# CDP startet GOG Connect zur Verknüpfung von Steam mit GOG



## Scholdarr (1. Juni 2016)

*CDP startet GOG Connect zur Verknüpfung von Steam mit GOG*

Der Einfachkeit halber verlinke ich einfach die offizielle Ankündigung:



> Today, we're launching a new program called GOG Connect. The premise is simple: connect your Steam account and add your eligible games to your GOG.com library.
> 
> Whether you're checking us out for the first time or have been with us for a while, GOG Connect gets you DRM-free versions of your games, digital extras, and a whole lot of freedom of choice (like whether you go with the GOG Galaxy client or not). It gets you our take on game ownership, and we say: why buy the games more than once?
> 
> ...


Quelle: Introducing GOG Connect - GOG.com

Geile Sache imo.


----------



## Scholdarr (1. Juni 2016)

*AW: CDP startet GOG Connect zur Verknüpfung von Steam mit GOG*

Und es hat prima geklappt bei mir.  

Acht Spiele mehr in meinem GOG-Account...


----------



## -Chefkoch- (1. Juni 2016)

*AW: CDP startet GOG Connect zur Verknüpfung von Steam mit GOG*

Danke für die Info 

Wie lange hat "Processing your Request..." bei dir gedauert?


----------



## Scholdarr (1. Juni 2016)

*AW: CDP startet GOG Connect zur Verknüpfung von Steam mit GOG*



-Chefkoch- schrieb:


> Danke für die Info
> 
> Wie lange hat "Processing your Request..." bei dir gedauert?



Ewig...

Das hat auch mehrere Male nicht funktioniert, hab es dann erst mal sein gelassen und es nach ca. einer Stunde wieder versucht, dann ging es. Ich nehme an, dass die Server heute zum Start eben ziemlich überlastet sind.


----------



## L4D2K (1. Juni 2016)

*AW: CDP startet GOG Connect zur Verknüpfung von Steam mit GOG*



> YOUR ACCOUNTS ARE BEING CONNECTED
> Due to exceedingly high demand this may take up to several days, please check back later. Thank you for your patience.

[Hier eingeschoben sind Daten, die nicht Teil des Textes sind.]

PR #16372, opened 2023-02-15
Getting rid of some casts

Jojo-Schmitz:
...that at some point were needed to avoid compiler warnings, but are no longer

### DIFF
--- a/src/engraving/compat/midi/midirender.cpp
+++ b/src/engraving/compat/midi/midirender.cpp
@@ -351,7 +351,7 @@ static void collectNote(EventMap* events, const Note* note, CollectNoteParams no
 
     NoteEventList nel = note->playEvents();
     size_t nels = nel.size();
-    for (int i = 0, pitch = note->ppitch(); i < static_cast<int>(nels); ++i) {
+    for (size_t i = 0; i < nels; ++i) {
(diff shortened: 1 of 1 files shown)


src/engraving/compat/midi/midirender.cpp
```diff
@@ -351,7 +351,7 @@ static void collectNote(EventMap* events, const Note* note, CollectNoteParams no
 
     NoteEventList nel = note->playEvents();
     size_t nels = nel.size();
-    for (int i = 0, pitch = note->ppitch(); i < static_cast<int>(nels); ++i) {
+    for (size_t i = 0; i < nels; ++i) {
```
alexpavlov96, line 354: @Jojo-Schmitz why those are no longer creating warnings?
And does "for (int = 0, pitch = ... )" create them or you changed just because it's being used just once below?

Jojo-Schmitz: Maybe they never did, not  sure, but while `pitch` needs to be an `int`, i` should not

Jojo-Schmitz: And yes, `note->pitch` is only used once, so IHMO no need to create a separate variable

alexpavlov96 (approved):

Dauert wohl noch ein bisschen


----------



## DarkMo (1. Juni 2016)

*AW: CDP startet GOG Connect zur Verknüpfung von Steam mit GOG*

War nicht der Sinn von GoG dass man eben KEIN Steam braucht? ><


----------



## Scholdarr (1. Juni 2016)

*AW: CDP startet GOG Connect zur Verknüpfung von Steam mit GOG*



DarkMo schrieb:


> War nicht der Sinn von GoG dass man eben KEIN Steam braucht? ><



Ähm, und weiter? Du kannst deine Spiele nach wie vor weiter bei GOG kaufen, ganz ohne Steam. Das ist nur eine zusätzliche Aktion für Leute, die gerne eine Backup-Kopie ihrer Spiele auf GOG hätten. Gerade Leute, die bisher viel bei Steam waren und jetzt lieber bei GOG sind, ist das doch eine super Aktion. So müssen sie manche Spiele nicht doppelt kaufen. Wie auch immer, der Kunde kann hier nur gewinnen.


----------



## DerLachs (1. Juni 2016)

*AW: CDP startet GOG Connect zur Verknüpfung von Steam mit GOG*

Coole Aktion. Leider habe ich keinen Account bei GOG.


----------



## Pokerclock (1. Juni 2016)

*AW: CDP startet GOG Connect zur Verknüpfung von Steam mit GOG*



Scholdarr schrieb:


> Der Einfachkeit halber verlinke ich einfach die offizielle Ankündigung:



Entspricht nur leider nicht den User-News-Regeln. Daher verschoben.


----------



## Scholdarr (1. Juni 2016)

*AW: CDP startet GOG Connect zur Verknüpfung von Steam mit GOG*



Pokerclock schrieb:


> Entspricht nur leider nicht den User-News-Regeln. Daher verschoben.



Ganz ehrlich, ich wollte hier nur die Community informieren. Mir ist das ziemlich egal, wo ich das machen kann, Hauptsache es läuft. 

Die PCG hat übrigens einen Artikel dazu verfasst. Ihr könntet den auch auf die Newsseite packen, dann kann mein Thread eh in der Versenkung verschwinden.


----------